To be honest, I don't think that these words are commonly used.


----------



## Erán

Sorry I didn't see this before...

The Hebrew word for "in love" is מאוהב (me'oh*a*v) - the root א-ה-ב in binyan pu'al. In your example:
I'm in love with my country - אני מאוהב במדינה שלי.

For the verb "to like" we have the expression "למצוא חן בעיני"
I like these flowers - הפרחים האלה מוצאים חן בעיניי.



mydewdrop said:


> לִידוֹד - to like someone (indicates a befriending of sorts)
> לַחפּוֹץ - love, like, find pleasure in (followed by את)


Sorry but לידוד doesn't exist in Hebrew.
לחפוץ means "to want". I am not familiar with a use of this verb in the sense of "to love".


----------



## amikama

Erán said:


> Sorry but לידוד doesn't exist in Hebrew.


That's exactly what I thought until now... but I've just looked it up my dictionary (Even-Shoshan) and surprise - it _does_ exist! And it means "to love, to like". But I agree with you - in modern Hebrew this verb virtually doesn't exist.



			
				Erán said:
			
		

> לחפוץ means "to want". I am not familiar with a use of this verb in the sense of "to love".


Me too, but maybe it's an old use of the verb in pre-modern Hebrew.


----------



## Erán

Amikam, I looked it up in my Even Shoshan too, under the root י-ד-ד (it looks like י-ד-ד in binyan kal) but this root only exists in pu'al and hitpa'el, not in kal... Maybe you found it under another root? 

About לחפוץ you are right, I looked it up in Even Shoshan, and it does indeed have that meaning too. Sorry Mydewdrop...


----------



## camaysar

Erán said:


> Amikam, I looked it up in my Even Shoshan too, under the root י-ד-ד (it looks like י-ד-ד in binyan kal) but this root only exists in pu'al and hitpa'el, not in kal... Maybe you found it under another root?
> 
> About לחפוץ you are right, I looked it up in Even Shoshan, and it does indeed have that meaning too. Sorry Mydewdrop...



Hi,

לחפוץ would seem to be the Hebrew equivalent of the Spanish querir: Te quiero = "I love you" 
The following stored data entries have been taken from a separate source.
PR #59, opened 2019-03-11
Proxies and interceptors

### LINKED ISSUE #18: [New Rule] Proxies and interceptors MUST never be explicitly requested in constructors
### Rule
Proxies and interceptors MUST never be explicitly requested in constructors.

Source - [Magento Technical Guidelines](https://devdocs.magento.com/guides/v2.3/coding-standards/technical-guidelines.html)

### Description
Proxies are used for lazy-loading. Details on [DevDocs](https://devdocs.magento.com/guides/v2.3/extension-dev-guide/proxies.html).

Proxies should be configured via `di.xml` file.
```
<type name="FastLoading">
    <arguments>
        <argument name="slowLoading" xsi:type="object">SlowLoading\Proxy</argument>
    </arguments>
</type>
```

Plugins (interceptors) modify the behavior of public class functions by intercepting a function call and running code before, after, or around that function call. Details on [DevDocs](https://devdocs.magento.com/guides/v2.3/extension-dev-guide/plugins.html).

Plugins should be declared via `di.xml` file.

```
<config>
    <type name="{ObservedType}">
      <plugin name="{pluginName}" type="{PluginClassName}" sortOrder="1" disabled="false" />
    </type>
</config>
```
### Implementation
Subscribe to the `T_CLASS` token and analyse `__constructor` arguments.
```xml
<severity>8</severity>
<type>warning</type>
```

maderlock:
Fix #18 New rule to ensure proxies and interceptors are never explicitly requested in constructors


Magento/Sniffs/Classes/ConstructorProxyInterceptorSniff.php
```diff
@@ -0,0 +1,267 @@
...
+class ConstructorProxyInterceptorSniff implements Sniff
+{
+    const CONSTRUCT_METHOD_NAME = '__construct';
+
+    /**
+     * String representation of warning.
+     *
+     * @var string
+     */
+    protected $warningMessage = 'Proxies and interceptors MUST never be explicitly requested in constructors.';
```
paliarush: It would be better to split this sniff into two sniffs to comply with single responsibility principle.

lenaorobei: I have concerns regarding your comment:
1. This sniff covers one statement from Technical Guidelines and thats why it sounds logical to me to have this one rule.
2. Splitting into two sniffs doesn't sound good in performance prospective (make same check twice).
3. On the other hand, making it more generic sounds good to me.  The name can be changed to `DiscouragedDependenciesSniff` (or something like this) and `$warnNames` property can be public and will be replaceable via `ruleset.xml`.

Magento/Sniffs/Classes/ConstructorProxyInterceptorSniff.php
```diff
@@ -0,0 +1,267 @@
...
+     * @var array Aliases of proxies or plugins from use statements
+     */
+    private $aliases = [];
+
+    /**
+     * @var array Terms to search for in variables and namespaces
+     */
+    private $warnNames = [
+        'proxy',
+        'plugin'
```
paliarush: Probably the task was not clear enough, the expectation was to prevent `Interceptor` classes being referenced directly. Interceptors are auto-generated classes. 
It may make sense to run these tests against Magento codebase and see if Plugin reference detection also makes sense.

Magento/Tests/Classes/ConstructorProxyInterceptorUnitTest.2.inc
```diff
@@ -0,0 +1,54 @@
...
+
+use \Vendor\Module\Proxy\AnyName as ProxAlias;
+use \Exception as SafeAlias;
+
+class AnyName {}
+
+/**
+ * // Rule find: constructor use of proxy class
+ */
+class Foo
```
paliarush: Proxy classes are the one which have `\Proxy` suffix. Interceptor classes always have `\Interceptor` suffix. These can be accurately detected and should raise error.


Plugin classes have arbitrary names and thus are difficult to catch. These rules may have accuracy issues and can raise warnings.

maderlock:
To confirm from above:
1. Should make naming more generic and use commenting to make clear what types of class we're warning about including in constructors explicitly
2. Plugins should be removed from this sniff as this was not in the original ticket
3. Interceptors should be added instead.

Magento/Tests/Classes/ConstructorProxyInterceptorUnitTest.2.inc
maderlock: As this is based on names of constructor types and variables there will be a false-positive issue. In discussion with @lenaorobei it was felt that keeping these as warnings was of utility despite this.

Magento/Sniffs/Classes/ConstructorProxyInterceptorSniff.php
maderlock: Makes sense. I'll add interceptors first and then look at plugins as you suggest.

Magento/Sniffs/Classes/ConstructorProxyInterceptorSniff.php
maderlock: > 3. On the other hand, making it more generic sounds good to me. The name can be changed to DiscouragedDependenciesSniff (or something like this) and $warnNames property can be public and will be replaceable via ruleset.xml.

I do like the sound of the latter - I didn't realise that this could be done. Nice :)

lenaorobei:
@maderlock 
> move exact types matched into ruleset.xm

Let them be in the sniff code. Ruleset will be an extension point (if needed in future).

@paliarush do you have additional comments?

lenaorobei:
@maderlock thanks for your contribution!

I just had quick discussion with @paliarush and we agreed following:
1. This sniff should cover `proxy` and `interceptor` cases only. For plugins i'll create separate task.
2. Please change the severity to `10` and type to `error`.
3. Use more generic sniff name.
4. Please add how to fix this issue to the error message: "Proxies and interceptors MUST never be explicitly requested in constructors. Remove redundant `Interceptor`/`Proxy` suffix" (need to dynamically detect this suffix).

maderlock:
> 2. Please change the severity to `10` and type to `error`.

I'll do as you suggest, though I'm still a little concerned about false positives given the matching of variable names.

Magento/Tests/Classes/ConstructorProxyInterceptorUnitTest.2.inc
lenaorobei: Even is it's bad naming it's worth pointing developers that class name with `Interceptor` and `Proxy` suffix is not a good idea.

maderlock:
With the changes above it looks like we should no longer be detecting proxy/interceptor in variable names. The logic should now be:
* If variable type in constructor signature has a suffix of Proxy or Interceptor (or is aliased to a class matching this pattern) then this produces an error

Should we allow classes with Proxy or Interceptor in the non-suffix position, e.g. /Vendor/Module/Proxy/SomethingElse - or should this be a warning or error?

lenaorobei:
>If variable type in constructor signature has a suffix of Proxy or Interceptor (or is aliased to a class matching this pattern) then this produces an error

Yes, that's right.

Querir also means "to want": "Quiero ir a la playa" = "I want to go to the beach."


----------



## amikama

Erán said:


> Amikam, I looked it up in my Even Shoshan too, under the root י-ד-ד (it looks like י-ד-ד in binyan kal) but this root only exists in pu'al and hitpa'el, not in kal... Maybe you found it under another root?


I've checked it again, and my version (מרוכז ומעודכן לשנות האלפיים) does have the shoresh י-ד-ד in binyan kal (as well as binyanim pu'al and hitpa'el).


----------



## Erán

camaysar said:


> לחפוץ would seem to be the Hebrew equivalent of the Spanish querir: Te quiero = "I love you"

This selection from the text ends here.